Prospero goes to one side of the goat, and flash, waah! He cuts its throat open. Blood comes out hard and fast, one, two, three, then slower. The goat’s legs go crumplety-crumple under it and it sags heavy, its horns sliding in my hands. I catch it and lower it gently to the stones. Some of its blood gets on my hands. The fear goes out of its eyes, and they are empty like glass.

Now Master wipes his knife on the goat’s rough white hair, leaving smears of red. He puts away the knife and lifts the lid of the smoking bowl, puts herbs and things on the coals. He takes the chain from Miranda and begins to swing the bowl around, leaving trails of strong-smelling smoke like streaks of clouds in the air, and begins to make his long prayer.
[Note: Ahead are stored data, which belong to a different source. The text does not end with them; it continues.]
PR #32, opened 2016-06-01
Move const mau

zerokill:


course3/homework-string/my_string.h
```diff
@@ -1,6 +1,110 @@
...
+            return "";
+    }
+
+    MyString& operator=(const MyString& rhs) {
+        if (rhs.empty()) {
+            buff.reset();
+        }
+        else {
+            buff = std::make_unique<char []>(rhs.length + 1);
+            std::strcpy(buff.get(), rhs.buff.get());
```
maciekgajewski, line 62: What about length? Punitive excercise: write a unit test that will fail because of this bug, and only then fix it.

course3/homework-string/my_string.h
```diff
@@ -1,6 +1,110 @@
...
+        }
+        return *this;
+    }
+
+    MyString& operator=(MyString&& rhs) {
+        buff = std::move(rhs.buff);
```
maciekgajewski, line 69: again: missing length. See my previous commet

course3/homework-string/my_string.h
```diff
@@ -1,6 +1,110 @@
...
+
+    MyString& operator+=(const MyString& rhs) {
+        if (!rhs.empty()) {
+            std::size_t currentSize = size();
+            std::unique_ptr<char []> temp = std::make_unique<char []>(currentSize + rhs.size() + 1);
+            if (size())
+                std::strcpy(temp.get(), buff.get());
+            if (rhs.size())
+                std::strcpy(temp.get() + currentSize, rhs.buff.get());
+            buff.swap(temp);
```
maciekgajewski, line 88: This would work, but `buff = std::move(temp);` looks more expressive, reads more naturally.

course3/homework-string/my_string.h
```diff
@@ -1,6 +1,110 @@
...
+            length += rhs.size();
+        }
+
+        return *this;
+    }
+
+    bool operator<(const MyString& rhs) {
+        if (!buff)
+            return true;
```
maciekgajewski, line 97: won't work if the other guy is empty as well

course3/homework-string/my_string.h
```diff
@@ -1,6 +1,110 @@
...
+            return std::strcmp(buff.get(), rhs.buff.get()) == 0;
+        // if this or rhs is null this will return false
+        return buff.get() == rhs.buff.get();
+    }
+
+    char& operator[](int index) {
+        return buff[index];
+    }
+
+    char& operator[](int index) const {
```
maciekgajewski, line 118: this shouldn't return mutable reference, but const ref or copy. Otherwise it would be possible to modify const object, which would be a nasty surprise for your user.

course3/homework-string/test.cc
```diff
@@ -26,6 +26,9 @@ void string_test()
 	
 	assert(string2 == string3);
 	assert(string3.size() == 3);
+
+    assert(string2 != string1);
+    assert(string1 != string2);
```
maciekgajewski, line 33: your indentation is wrong; doesn't match the rest of the file.

course3/homework-vector/vector.cc
```diff
@@ -1,11 +1,45 @@
...
 #include <cassert>
+#include <cmath>
 
 class Vector
 {
-    // TODO
+    int mX, mY;
+
+public:
+    Vector() {}
```
maciekgajewski, line 10: This fails to initialize the members, leaving them unspecified.

course3/homework-vector/vector.cc
```diff
@@ -1,11 +1,45 @@
...
+    Vector operator+(const Vector& rhs) {
+        int sumX = this->GetX() + rhs.GetX();
+        int sumY = this->GetY() + rhs.GetY();
+
+        return Vector(sumX, sumY);
+    }
 };
 
+std::ostream& operator<<(std::ostream& out, const Vector& vec) {
+    return out << "{x= " << vec.GetX() << " , y= " << vec.GetY() << "}" << std::endl;
```
maciekgajewski, line 39: Don't add `std::endl` inside of your streaming operator. What if your user wants to print multiple vectors in one line?

course3/homework-vector/vector.cc
```diff
@@ -1,11 +1,45 @@
...
+    int mX, mY;
+
+public:
+    Vector() {}
+    Vector(int x, int y) : mX(x), mY(y) {}
+
+    int GetX() const { return mX; }
+    int GetY() const { return mY; }
+
+    double GetPolarLength() const { return sqrt((mX * mX) + (mY * mY)); }
```
maciekgajewski, line 16: It's nicer to use qualified versions of the old C functions: `std::sqrt`, `std::atan2` etc.

course3/homework-string/my_string.h
zerokill, line 62: Done

course3/homework-string/my_string.h
zerokill, line 69: and done

course3/homework-string/test.cc
```diff
@@ -56,14 +56,23 @@ void string_test()
...
+    StringType stringCopy;
+
+    stringCopy = stringMau;
+    assert(stringCopy == "Maurice"); 
+    assert(stringCopy.size() == 7);
+
 	// operator +
 	StringType plusResult = string_const_ref + StringType("123");
 	assert(plusResult == "Hex123");
+    assert(plusResult.size() == 6);
```
maciekgajewski, line 77: Good! But the indentation is still wrong, it appears that you're using spaces instead of tabs. Please ,enable visual whitespace in your editor, and maintain consistency with the rest of the code.

course3/homework-string/my_string.h
```diff
@@ -37,6 +37,14 @@ class MyString
         return length;
     }
 
+    const char* begin() const {
```
maciekgajewski, line 41: a unit test for these would be useful

PR #1941, opened 2014-01-30
Make Phalcon\Mvc\Model::findFirst() work when phqlLiterals is false

ghost:
See #886


dschissler:
Its seems like this is a long standing open bug.  Is there any way to work around this?

PR #2889, opened 2014-10-08
Include and require volt function

zacek:
The volt function "include" always throws exception if template was not found. This pull requests changes this behaviour:

1) new function "require" is added that works as "include" used to work before
2) "include" now ignores missing templates

To achieve this, partial method had to be changed too: an 3rd optional parameter "ignore_missing" was added. This parameter had to be taken into account in simple view, but there it has no effect (partial always throws exceptions on missing files, because it is not supported there)

Usage:
{% include "partials/nonexistent.volt" %} (never fails)
{% require "partials/nonexistent.volt" %} (fails if the partial nonexistent.volt doesn't exist)
{{ partial("partials/nonexistent", ['a': 'abc'], true) }} (never fails because of the third optional parameter)

This can be usefull when including e.g. page context help which is optional. There is no simple solution how to test the existence of a partial before using it. This function should solve it.

This pull request was created as a followup of PR #2367 (rebased on 1.3.4)


sergeyklay:
@andresgutierrez If you close the PR - explain why please

andresgutierrez:
@sergeyklay 1.3.4 was released 3 months ago

PR #3092, opened 2014-12-01
[2.0.0] autoescape option for volt engine

vlad-khramov:


Green-Cat:
:+1: This would be nice to have. Many developers expect this functionality coming from twig.

sergeyklay:
Why?

PR #3105, opened 2014-12-05
[2.0.0] Fix getRelationRecords for compound relation

ziras:
It looks like there is a typo, isn't it?
If this is a typo, is this a valid fix?

Sorry I'm quite new to this project.
I don't understand it fully yet.
Please forgive me if I'm wrong.


SidRoberts:
@phalcon 

Yeah, this is definitely a typo, see https://github.com/phalcon/cphalcon/blob/1.3.5/ext/mvc/model/manager.c#L2303.

Issue #2786, opened 2014-09-05
Question on Model hooking


ogarbe:
Can someone from @phalcon or @niden  can look on this question please ?

http://forum.phalconphp.com/discussion/3108/mimic-doctrine-table-inheritance#C11061
##

PR #3107, opened 2014-12-07
[2.0.0] Add late state binding on model and collection

ogarbe:
ORM enhancements : 
- Replace new builder by models manager createBuilder call on model queries
- Late state binding on hydration (cloneResultMap call) to be able to override class creation (refs #2786) - also done here for 1.3.3 : link to #2789 
- Add ini "orm.late_state_binding" (default true) to enable / disable the functionality for models as it's slower than previous implementation (due to the fact that there is no monomorphic method cache)

With this we can override the instantiation of an object to mimic Doctrine inheritance (http://the-phpjs-ldc.rgou.net/symfony1/more-with-symfony/en/09-Doctrine-Form-Inheritance.markdown)

``` php
/**
     * Assigns values to a model inherited class from an array returning a new model.
     *
     * @param \Phalcon\Mvc\Model $base          object to hydrate
     * @param array              $data          data to use for hydration
     * @param array              $columnMap     column mapping
     * @param int                $dirtyState    object state
     * @param boolean            $keepSnapshots keep snapshot
     *
     * @return \Phalcon\Mvc\Model
     */
    public static function cloneResultMap(
        $base,
        $data,
        $columnMap,
        $dirtyState = null,
        $keepSnapshots = null
    ) {
        if (isset($data['columnUsedForTableInheritance'])) {
            $class = '\Ournamespace\Models\\' . $data['columnUsedForTableInheritance'];
            if (class_exists($class)) {
                $base = new $class();
            }
        }
        return parent::cloneResultMap(
            $base,
            $data,
            $columnMap,
            $dirtyState,
            $keepSnapshots
        );
    }
```

### DIFF
--- a/config.json
+++ b/config.json
@@ -76,6 +76,10 @@
         "orm.enable_literals": {
             "type": "bool",
             "default": true
+        },
+        "orm.late_state_binding": {
+            "type": "bool",
+            "default": true
         }
     },
     "destructors": {
--- a/phalcon/mvc/collection.zep
+++ b/phalcon/mvc/collection.zep
@@ -446,7 +446,7 @@ abstract class Collection implements CollectionInterface, InjectionAwareInterfac
 				/**
 				 * Assign the values to the base object
 				 */
-				return self::cloneResult(base, document);
+				return static::cloneResult(base, document);
 			}
 			return false;
 		}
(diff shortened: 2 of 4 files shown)


ogarbe:
you won' t take this change ?

sergeyklay:

andresgutierrez:

PR #3108, opened 2014-12-07
Fix #3073 - Disable view when redirecting

### LINKED ISSUE #3073: [Bug] Perhaps response::redirect should disable the current view?
Inside of beforeExecuteRoute router plugin:
```php
// I just added this line to prevent the view from firing even though it is canceled.
$dispatcher->getActiveController()->view->disable();

// After redirect it tries to access the view and in my case it is a dispatcher security redirect.
// There is a form on the old view view that causes it to crash
$this->response->redirect($path);
return false;
```
It appears that redirecting doesn't always kill the view from being accessed.  It appears as though it is rendered even though it is not displayed.  This flared up when a view was trying to access a form that was not being set because that controller action was not being called.  I hunted this down by finding that the controller action and ::initialize was not being called but that the view was still being created.

So perhaps response redirecting should kill the current view.  I always figured that returning false would do this but it doesn't seem to be the case.

ogarbe:
cf #3073

### DIFF
--- a/phalcon/http/response.zep
+++ b/phalcon/http/response.zep
@@ -431,7 +431,7 @@ class Response implements ResponseInterface, InjectionAwareInterface
 	 */
 	public function redirect(location = null, externalRedirect = false, int statusCode = 302) -> <ResponseInterface>
 	{
-		var header, url, dependencyInjector, matched, message;
+		var header, url, dependencyInjector, matched, message, view;
 
 		if !location {
 			let location = "";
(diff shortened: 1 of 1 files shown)


quantum13:
@phalcon @ogarbe hello, 
View\Simple is not instance of viewInterface, so this commit breaks code which uses view\simple (has no disable method).

Also, if $application->useImplicitView(false) used, disabling views is useless in redirect

PR #3109, opened 2014-12-08
[2.0.0] Changes in registering of modules

vlad-khramov:
Some changes:
- registerAutoloaders is called after registering modules for all modules:
  - It low-cost operation, but very usefull: in multimodule application each module can autoload own classes.
- if in module class exists method 'initialize' it calles after registering
  - It can be used for registering own routes by each module

This two changes are steps to independent reusable modules. For example https://github.com/quantum13/cphalcon/blob/694bf70888c7254218a6d0aca99c94814ee34247/unit-tests/modules/objects/Module.php
- forward to another module #121 (registerServices called in each module in dispatch loop)
  - useful for https://github.com/phalcon/cphalcon/issues/121#issuecomment-45719826
- one backward incompatibility: di must be setted to application before registering modules

### DIFF
--- a/CHANGELOG
+++ b/CHANGELOG
@@ -4,11 +4,14 @@
  - Phalcon\Forms\Form::label does not share attributes with the ones that belong to the element
  - Added parameter 'params' to set default conditions when retrieving related records
  - Added filters "int!" and "float!" that cast values to the respective type
- - Filter "alphanum" now use regular expression instead of internal function for better behave in 64bits
+ - Filter "alphanum" now uses a regular expression instead of internal functions for better behaviour in 64bits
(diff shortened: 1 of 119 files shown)


skollro:
@quantum13 you have to update your code because of recent changes in Application class... Do you think there's the chance that your code will be merged? I'm waiting for this features, otherwise I have to implement a workaround for such a module loader in plain PHP ;)

7thcubic:
actually the workaround is just 4/5 lines
```php

$modroutes = glob(APPLICATION_PATH."/*/config/routes.php");
foreach($modroutes as $route)
{
    include_once $route;
}
```

PR #3138, opened 2014-12-16
[2.0.0] added method getModule() in class \Phalcon\Mvc\Application

KorsaR-ZN:
Added method `getModule()` in class `\Phalcon\Mvc\Application`
Changes in method `handle()`, gets module definition via new method `getModule()`


phalcon:
Thanks

PR #3141, opened 2014-12-17
[2.0.0] fixed compatibility with 1.3.x

KorsaR-ZN:
Correction in the event `beforeModuleStart` added `moduleName` to event


phalcon:
Thanks

PR #3165, opened 2014-12-28
Zephir config.json Write more info

ovr:


sergeyklay:
Hi @ovr @phalcon 
Can you please add support for these directives like in Phalcon 1.3.x:

ba0f43de-3b1b-11e4-8a58-62bcabab2534

ovr:
https://github.com/phalcon/cphalcon/blob/2.0.0/config.json#L35

sergeyklay:
@ovr 

```php
<?php
$directives = ini_get_all('phalcon');
print_r($directives); // empty
?>
```

Also I can explicitly specify in my models:
```php 
self::setup(['notNullValidations' => false]);
```
selection_001

PR #10005, opened 2015-04-09
[2.0.0] Gets Criteria instance from DI container

KorsaR-ZN:


andresgutierrez:
I think also this can be moved there: 

```php
https://github.com/phalcon/cphalcon/blob/2.0.0/phalcon/mvc/model/manager.zep#L1820
https://github.com/phalcon/cphalcon/blob/2.0.0/phalcon/mvc/model/manager.zep#L1847
```

KorsaR-ZN:
@andresgutierrez 
I think so too.
I'll now do it

KorsaR-ZN:
@andresgutierrez 
Who broke the CI build?
My build is passed
https://travis-ci.org/KorsaR-ZN/phalcon-core/builds/57862567

andresgutierrez:
Thanks

PR #10019, opened 2015-04-12
Debug docblock cleanup

Green-Cat:


Green-Cat:
@andresgutierrez fixed.

andresgutierrez:
Thanks

Issue #3209, opened 2015-01-11
Pagination::getPaginate() doesn't contain limit in result object


fizzka:
It is not big problem, but it'll be more accurate to provide full information to result $page object.

7thcubic:
i presume you are talking about the total amount of items in the database/array right?

fizzka:
I think we are talking about different subjects.

I mean _$limit_ from this construction:

```php
//from docs
$paginator = new \Phalcon\Paginator\Adapter\Model(
    array(
        "data" => $robots,
        "limit"=> 10,
        "page" => $currentPage
    )
);
```

When I call
```php
//from docs
$page = $paginator->getPaginate();
```

or pass reslults to view:

```php
$this->view->page = $paginator->getPaginate(); 
```

I can't access _"limit"_ ( => 10) property from _$page_.

Workaround I found is:

```php
//set limit
$limit = 10;
$paginator = new \Phalcon\Paginator\Adapter\Model(
    array(
        "data" => $robots,
        "limit"=> $limit,
        "page" => $currentPage
    )
);

$page = $paginator->getPaginate();
$page->limit = $limit;

$this->view->page = $page;
```

I suppose result must contain _limit_ value already ;)

sergeyklay:
@fizzka 
I too use this workaround :)
also you can

```php
        $this->view->setVars([
            'page' => $page,
            'limit' => $limit
        ]);
```

fizzka:
@sergeyklay 
where are many ways to get success, but I raised issue couse I'm sure that result _page_ object must be added with _limit_ =)

It is clean way - result object must incapsulate all neccessary data.

7thcubic:
I had suspected it was the manual limit. 

If it is that i suggest the work around. It isnt that much of a deal breaker.

Even if you used a global service to return the paginator object. The global service would already contain the limit information and could pass it back to you similarly. And since you initialize it on the fly, the limit info is something you already have, so it is my guess that it was intended to be this way. 

Again though extending pagination and adding a custom magic __get for limit isnt impossible. 

One scenario that i can think off when u pass the entire pagination object into view and you are lazy to pass limit too. I guess that would be needed. 

But most pagination applied to web normally allow the users to set the limit they want. 5/10/50 in the get parameter. So again there is redundancy.

Green-Cat:
Implemented in the merged pull request #10020.
@phalcon @andresgutierrez could you close this issue please.

PR #10020, opened 2015-04-12
Implements ability to retrieve limit from paginate object

Green-Cat:
Adds a property called "limit" to the paginate object of the paginator in all three adapters.
This is rather useful, especially to display the limit in the view.
Related issue #3209.
The travis build error is not from this pull request, it's from a commit on the 2.0 branch. See #10021.


Green-Cat:
Closed and reopened to have travis rerun.

PR #10025, opened 2015-04-13
Crypt Chaining Fix & Docblock Cleanup

Green-Cat:
Generally cleans up the unneeded docblocks but also:
- removes mentions of the non-existing EncryptInterface
- makes the interface match implementation in terms of variable types
- fixes setter chaining when using setPadding method

### DIFF
--- a/phalcon/crypt.zep
+++ b/phalcon/crypt.zep
@@ -19,6 +19,7 @@
 
 namespace Phalcon;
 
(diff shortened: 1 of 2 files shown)


Green-Cat:
@andresgutierrez fixed.

Green-Cat:
@phalcon @andresgutierrez ping

Issue #3170, opened 2014-12-29
[Phalcon 2] setViewsDir does not add trailing slash


olivier-monaco:
While porting Phalcon\Mvc\View::setViewsDir to Zephir, the following line was removed:
<pre>
	phalcon_add_trailing_slash(views_dir);
</pre>

So, the following code does not work as before:
<pre>
$view->setViewsDir('views');
</pre>

It must become:
<pre>
$view->setViewsDir('views/');
</pre>

andresgutierrez:
Could you please try again using latest Phalcon 2?

PR #10028, opened 2015-04-13
Adding final DIRECTORY_SEPARATOR if needed

olivier-monaco:
#3170


olivier-monaco:
Only tested on linux box. Using DIRECTORY_SEPARATOR for cross plateform...

Issue #6788, opened 2015-02-25
[2.0.0] Mvc/Model: Decimal and null fileds cause '0' values in unrelated columns


meteoblue:
Hello,

I recently upgraded my development system from 1.3.4 to newest 2.0.0. One mvc/model (mysql) now overwrites certain columns to '0' while creating.
I reduced the table structure and code to a minimum. If I change the order of columns the issue does not appear. It requires a null-able, a decimal and a varchar/text/char column.
If decimal is set, the char column will store '0' in the database instead of 'test'.

Could someone try to reproduce this issue? Thanks!

Regards,
Patrick

```SQL
CREATE TABLE `test` (
  `id` int(11) NOT NULL AUTO_INCREMENT,
  `null_field` int(1) DEFAULT NULL, 
  `decimal` decimal(2,1) NOT NULL,
  `char` char(10) NOT NULL,
  PRIMARY KEY (`id`)
) ENGINE=InnoDB  DEFAULT CHARSET=utf8;
```

```PHP
class Test extends \Phalcon\Mvc\Model { }

$t = new Test();
$t->decimal = 3; // has to be set
$t->char = 'test';
$t->save(); // 'char' is stored as '0' in DB, but local scope is still 'test'
$t->refresh(); // after reload, 'char' is now '0'

if($t->char != 'test') { 
    echo 'BUG';
} else {
    echo 'OK';
}
```

olivier-monaco:
See #3247. I think it's related. Can you use the latest 2.0.0?

olivier-monaco:
Oups... wrong issue... I'll take a look...

olivier-monaco:
Problem comes from Phalcon\Db\Adapter::insert method. Use this code:
<pre>
$values = [null, 3, 'test'];
$fields = ['null_field', 'decimal', 'char'];
$types = [1024, 32, 2];
$cnx->insert('test2', $values, $fields, $types);
</pre>

And the bindDataTypes passed to the execute method will be: [1024, 32, 2, 32, 2]...

olivier-monaco:
Please try with latest 2.0.0.

meteoblue:
Works! Thanks!

PR #10031, opened 2015-04-13
Phalcon\Db\Adapter::insert build bas data types array

olivier-monaco:
See #6788


andresgutierrez:
But this removes the bind types that come from parameters

olivier-monaco:
The array is then built by the following for. See line 335 where bindDataTypes is effectively build, field by field.

Keeping the initialization results in duplicate types.

olivier-monaco:
Probably same problem in update function... I need to test.

Are you okay with my pull request?

andresgutierrez:
Thanks

PR #10036, opened 2015-04-14
Acl Docblock Cleanup

Green-Cat:


andresgutierrez:
Build is broken, could you please check?

Green-Cat:
@andresgutierrez it seems like Phalcon\Acl\Role does not implement RoleInterface.
Is that by design?

Green-Cat:
@phalcon @andresgutierrez I fixed the build.
Should I squash to a single commit and create a new pull request or will this do?

andresgutierrez:
Thanks

Issue #2502, opened 2014-06-05
getFirst then iteration results in extra queries


mrjameshamilton:
Probably related to #2391 

If I call getFirst on a Resultset or use the ArrayAccess interface a query is performed, then when iterating through the resultset a further query is performed for each iteration.

Green-Cat:
@andresgutierrez Implemented in 2.0 (#10100)

PR #10050, opened 2015-04-16
[2.0.0] Refactored mvc/model/resultset to work with AppendIterator

patrick-zippenfenig:
The current resultset implementation does not work with appendIterator (added unit-test).

"valid()" must not move the cursor to the next position. Now: "next()" and "seek()" move the cursor and prepare the row for hydration. Hydration is handled in "current()" instead of "valid()".

It is now safe to call valid() and current() multiple times. current() keeps the activeRow in memory.

Ran unit-tests locally. In case travis build fails I correct accordingly


patrick-zippenfenig:
Should also fix https://github.com/phalcon/cphalcon/issues/2502

patrick-zippenfenig:
I'll add an additional update to improve forward seeks. Currently array access operations on resultsets > 25 rows trigger a query re-execution
```php
$robots = Robots::find();
for($i = 0; $i < count($robots); ++$i) {
  echo $robots[$i]->name;
}
```

patrick-zippenfenig:
rebase went wrong... reopen on new branch

PR #10058, opened 2015-04-17
Fix exception message in Di\Service

igorgolovanov:


andresgutierrez:

PR #10065, opened 2015-04-18
Add class Phalcon\Http\StatusCode

dreamsxin:


sergeyklay:
:+1:

ovr:
:+1:

Green-Cat:
:+1:

KorsaR-ZN:
Oh, you're faster than me, I was late :)
:+1:

SidRoberts:
Do the constants need to have the "SC_" prefix? And why is the static `_messages` property needed?

andresgutierrez:
We don't add changes directly to master: https://github.com/phalcon/cphalcon/blob/master/CONTRIBUTING.md#pull-request-checklist

sergeyklay:
@dreamsxin Can u please pull to 2.0.0 branch?

phalcon/http/statuscode.zep
```diff
@@ -0,0 +1,182 @@
...
+	 *
+	 * @param int statusCode
+	 * @return string
+	 */
+	public static function getStatusText(int statusCode)
+	{
+		if typeof self::_messages != "array" {
+			let self::_messages = [
+				// INFORMATIONAL CODES
+				100 : "Continue",
```
ogarbe: for better clarity, you should use the const you defined hundred lines upper :)

dreamsxin: If really necessary?

sergeyklay:
I agree with @SidRoberts

dreamsxin:
@SidRoberts @sergeyklay Because `CONTINUE` is reserved keyword, so add prefix.

KorsaR-ZN:
I think the prefix must be such:
- 1xx - INFO_
- 2xx - SUCCESS_
- 3xx - REDIRECT_
- 4xx - CLIENT_
- 5xx - ERROR_

PR #10434, opened 2015-05-28
Implements the Blameable Behavior for Models

Green-Cat:
Adds the blameable behavior, ported from incubator with a few fixes and tests added.

### DIFF
--- a/phalcon/mvc/model/behavior/blameable.zep
+++ b/phalcon/mvc/model/behavior/blameable.zep
@@ -48,18 +48,15 @@ class Blameable extends Behavior implements BehaviorInterface
     /**
      * Creates an Audit instance based on the current enviroment
      */
-    internal function createAudit(string! type, <ModelInterface> model) -> <Audit>
+    private function createAudit(string! type, <ModelInterface> model) -> <Audit>
     {
         var session, request, audit;
-
-        //Get the session service
+        
         session = model->getDI()->getSession();
-
-        //Get the request service
         request = model->getDI()->getRequest();
-
+        
         audit = new Audit();
-
+        
         //Get the username from session
         audit->user_name = session->get("userName");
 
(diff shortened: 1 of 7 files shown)


andresgutierrez:
Could you please rebase?

andresgutierrez:
@Green-Cat ping

Green-Cat:
@andresgutierrez Will do.

phalcon/mvc/model/behavior/blameable.zep
```diff
@@ -0,0 +1,138 @@
...
+     * Creates an Audit instance based on the current enviroment
+     */
+    private function createAudit(string! type, <ModelInterface> model) -> <Audit>
+    {
+        var session, request, audit;
+        
+        session = model->getDI()->getSession();
+        request = model->getDI()->getRequest();
+        
+        audit = new Audit();
```
ogarbe: i think this class should be returned by DI because if not it's mandatory to create an Audit object.

phalcon/mvc/model/behavior/blameable.zep
```diff
@@ -0,0 +1,138 @@
...
+        var audit, metaData, fields, field, auditDetail;
+        array details;
+
+        //Create a new audit
+        audit    = this->createAudit("C", model);
+        metaData = model->getModelsMetaData();
+        fields   = $metaData->getAttributes($model);
+
+        foreach (fields as field) {
+            auditDetail = new AuditDetail();
```
ogarbe: same here, i think this class should be returned by DI because if not it's mandatory to create an Audit object.

phalcon/mvc/model/behavior/blameable.zep
ogarbe: perhaps also get the class name in the behavior constructor.

Green-Cat:
I will rework this and resubmit for 2.1.x soon-ish.

sergeyklay:
@Green-Cat

sergeyklay:
@Green-Cat ping

PR #10443, opened 2015-05-30
New system for column types

wamxx:
I changed the system of column types to be more extensible , now we can add more column type with php : 

Create column type class : 

``` php
namespace MyNamespace\ColumnType;

use Phalcon\Db\Column\Type as ColumnType;
use Phalcon\Db\Column;

class Smallint extends ColumnType
{
    public function setup()
    {
        $this->dialects = [
                "mysql":"SMALLINT(#size#)",
                "sqlite":"SMALLINT",
                "postgresql":"SMALLINT"
            ];
        $this->_autoIncrement = true;
        $this->_scale = true;
        $this->_isNumeric = true;
        $this->_bindType = Column::BIND_PARAM_INT;
    }
    public function castValue(value) {
        return (int)value;
    }
}
```

And add your type in the system : 

```
Phalcon\Db\Column::addType( (new MyNamespace\ColumnType\Smallint()) );
```

Now you can use this new type in your model annotations for example.

I'm open for all advices and contributions for optimise this, i'm a beginner with Zephir.

### DIFF
--- a/phalcon/db/column.zep
+++ b/phalcon/db/column.zep
@@ -257,7 +257,7 @@ class Column implements ColumnInterface
 	
 	public static function initialize() {
 		
-		var type,className,dialects,dialect,dialectType;
+		var type,className,dialects,dialect,dialectType,dialectTypes,dtypes;
 	
 		if empty self::columnTypes {
 			let self::columnTypes  = [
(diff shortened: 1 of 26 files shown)


phalcon/db/column.zep
```diff
@@ -339,11 +502,25 @@ class Column implements ColumnInterface
...
-		}
+		let this->_bindType = this->_type->getBindType();
 
 	}
+	
+	/**
+	 *
+	 *
+	 *
+	 *
```
Green-Cat: Why the large empty docblock?

Green-Cat:
Liking the functionality, not sure about the performance. Would this not add 10s of extra function calls for every query parsed?

wamxx:
@Green-Cat not so much, it's more the side of the memory consumption will increase a little bit. I would have to do a benchmark.

sjinks:

PR #10444, opened 2015-05-30
Convert format CHAGELOG to MD

KorsaR-ZN:
[see](https://github.com/KorsaR-ZN/phalcon-core/blob/bb180d1a062f9fd34cd4d43cc4d1a521207a572b/CHANGELOG.md)


niden:
Thank you

PR #10473, opened 2015-06-05
Fixes router not-found

blindshadow:
When use short route path on not-found, dispatcher throw a exception.
$router->notFound('Index::notFound');


andresgutierrez:
What exception did you get before this change?

blindshadow:
@andresgutierrez 
Phalcon\Mvc\Dispatcher\Exception from Phalcon\Dispatcher setParams method, And get message：Parameters must be an Array
Short path will not trans to array in router.

Issue #10461, opened 2015-06-02
Db Profiler docs fix


michanismus:
It is not possible to assign an instance of Phalcon\Db\Profiler to an adapter.

http://docs.phalconphp.com/en/latest/api/Phalcon_Db_Profiler.html

andresgutierrez:
I think the documentation must be changed as the correct functionality is: https://docs.phalconphp.com/en/latest/reference/db.html#profiling-sql-statements

PR #10481, opened 2015-06-06
Support set the connection profiler

dreamsxin:


SidRoberts:
References #10461

andresgutierrez:
This will add more overhead to the database component, maybe update the documentation to this example? https://docs.phalconphp.com/en/latest/reference/models.html#profiling-sql-statements

dreamsxin:
@andresgutierrez Use the event, the `executePrepared` and `execute` can't captured, and not enough easy to use

dreamsxin:
Can change `Profiler` to this:
```php
class Profiler
{
    public function beforeQuery($event, $db, $bindParams = NULL)
    {
        // TODO
    }

    public function afterQuery($event, $db, $bindParams = NULL)
    {
        // TODO
    }
}
$profiler = new Profiler;
$eventsManager->attach('my-component', $profiler);
```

This is the part I remember from when he did free Ariel that is so very long, only it is the sun that Master prays to this time, and it is all, oh, Lord Sun who is so wonderful, oh, Lord Sun who is called this thing and that thing and another thing, oh, Lord Sun who is the light of the world, I ask you this, I ask you that, oh, Lord Sun, hear me, hear me, hear me.

All the while the creepity feeling is shouting at me to go, go, go, go to the high place and look!

But even if I did dare, I would not leave Miranda. It is the longest time I have been near her since that day. Master is not looking at us, he is looking toward the sun, waving his staff and his bowl around, making his prayer.

Behind his back, Miranda and I look sideways at each other again. She is so near, I could touch her hand; only mine are bloody.

I love you, I say to her with my eyes.

She gives me a scared little nod. I love you, too, her eyes say.